What to do in the garden in winter :

As it is now officially winter, it will be a good idea to look at what to do in the garden.  

Frosts:

Now we are having frosts, your frost tender plants will need protection. Vegetables can be covered in a cloche, while tender ornamentals can have frost cloth put over them. Ideally, if you get frosts, you should only be growing plants that tolerate frosts. You can also plant tender plants under house eaves or in the shade of trees.  

Some ways you can avoid frost damage are:

*    Avoid pruning and fertilising deciduous trees and shrubs in autumn, as the new flush of growth can be susceptible to frost damage. This is important with roses, so wait until mid July to prune your roses in Wellington (prune later in the South Island).

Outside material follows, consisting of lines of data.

PR #3912, opened 2022-04-20
fix some typos I discovered on the way to something else

ndushay:

I corrected these typos on two separate PRs that got closed without merging.

### DIFF
--- a/spec/models/object_version_spec.rb
+++ b/spec/models/object_version_spec.rb
@@ -77,7 +77,7 @@ RSpec.describe ObjectVersion, type: :model do
     end
   end
 
-  describe '#update_version' do
+  describe '#update_current_version' do
     context 'when description and significance not provided' do
       before do
         described_class.create(druid: druid, version: 1, tag: '1.0.0')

·         Leave the frost damaged growth on your plants. Although they look unsightly, they do provide protection for the rest of the plant. Once the danger of frosts has past, you can prune back to healthy growth.

·         Leave dead flowerheads on perennials as protection, or cover them with mulch.

Avoid walking on frost-covered lawns, as it will damage the grass.

 

General:

If you have deciduous trees in your garden, the old leaves make an excellent material for your compost bin.  Otherwise simply spread them as a mulch around the base of trees. It is a good idea to use a cover such as corrugated iron over your compost to keep the rain out, and keep the heat in. 

Prune hydrangeas now- cut back stems that have flowered last season to the next node with two buds.

 

Fruiting plants.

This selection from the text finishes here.